PR #8961, opened 2024-08-24
Rename Better CoffeeScript to CoffeeScript

deathaxe:
This PR 

1. renames `Better CoffeeScript` package to `CoffeeScript`, replacing the old ST2-only package.
   The target repository has already been renamed to [SublimeText/CoffeeScript](https://github.com/SublimeText/CoffeeScript).

2. registers a ST4-only (ST4143+) tag prefix as _CoffeeScript Literate_ is planned to be extended from bundled Markdown syntax.

### DIFF
--- a/repository/b.json
+++ b/repository/b.json
@@ -581,21 +581,6 @@
 			]
 		},
 		{
-			"name": "Better CoffeeScript",
-			"details": "https://github.com/SublimeText/BetterCoffeeScript",
-			"labels": ["language syntax", "snippets", "linting", "watch", "coffeescript"],
-			"releases": [
-				{
-					"sublime_text": ">=3000",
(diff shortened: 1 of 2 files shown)


FichteFoll (approved):

FichteFoll:
Per our usual procedure, the current maintainer, @sustained, would be allowed a two-week period to object the replacement of their package on the channel. However, because of https://github.com/sustained/CoffeeScript-Sublime-Plugin/pull/63 I assume that there is no interest in maintaining the package (last change was 12 years ago) and replacing the package with a more recent version is appreciated.

I'm also assuming that @Xavura and @sustained are the same person because otherwise the change to simply add a license seems rather questionable.

PR #8962, opened 2024-08-26
Fix typo in CoffeeScript build number

deathaxe:
Fix a typo in build number. Latest releases should target 4143 instead of 3143.


FichteFoll (approved):
Ah well, I only checked the tags part but not the st build selector :sweat_smile:

PR #8964, opened 2024-08-28
Update l.json

JohhannasReyn:
Add Lensort package

My package is ...
    Unique, I haven't found anything that sorts lines by length, which is why I wrote it.

[2]: https://semver.org

### DIFF
--- a/repository/l.json
+++ b/repository/l.json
···
Word for word, restate the lines above from the line containing "Rename Better CoffeeScript to CoffeeScript" through the line containing "--- a/repository/l.json", with both included and nothing else.

▸ ANSWER TO THIS EXERCISE:
Rename Better CoffeeScript to CoffeeScript

deathaxe:
This PR 

1. renames `Better CoffeeScript` package to `CoffeeScript`, replacing the old ST2-only package.
   The target repository has already been renamed to [SublimeText/CoffeeScript](https://github.com/SublimeText/CoffeeScript).

2. registers a ST4-only (ST4143+) tag prefix as _CoffeeScript Literate_ is planned to be extended from bundled Markdown syntax.

### DIFF
--- a/repository/b.json
+++ b/repository/b.json
@@ -581,21 +581,6 @@
 			]
 		},
 		{
-			"name": "Better CoffeeScript",
-			"details": "https://github.com/SublimeText/BetterCoffeeScript",
-			"labels": ["language syntax", "snippets", "linting", "watch", "coffeescript"],
-			"releases": [
-				{
-					"sublime_text": ">=3000",
(diff shortened: 1 of 2 files shown)


FichteFoll (approved):

FichteFoll:
Per our usual procedure, the current maintainer, @sustained, would be allowed a two-week period to object the replacement of their package on the channel. However, because of https://github.com/sustained/CoffeeScript-Sublime-Plugin/pull/63 I assume that there is no interest in maintaining the package (last change was 12 years ago) and replacing the package with a more recent version is appreciated.

I'm also assuming that @Xavura and @sustained are the same person because otherwise the change to simply add a license seems rather questionable.

PR #8962, opened 2024-08-26
Fix typo in CoffeeScript build number

deathaxe:
Fix a typo in build number. Latest releases should target 4143 instead of 3143.


FichteFoll (approved):
Ah well, I only checked the tags part but not the st build selector :sweat_smile:

PR #8964, opened 2024-08-28
Update l.json

JohhannasReyn:
Add Lensort package

My package is ...
    Unique, I haven't found anything that sorts lines by length, which is why I wrote it.

[2]: https://semver.org

### DIFF
--- a/repository/l.json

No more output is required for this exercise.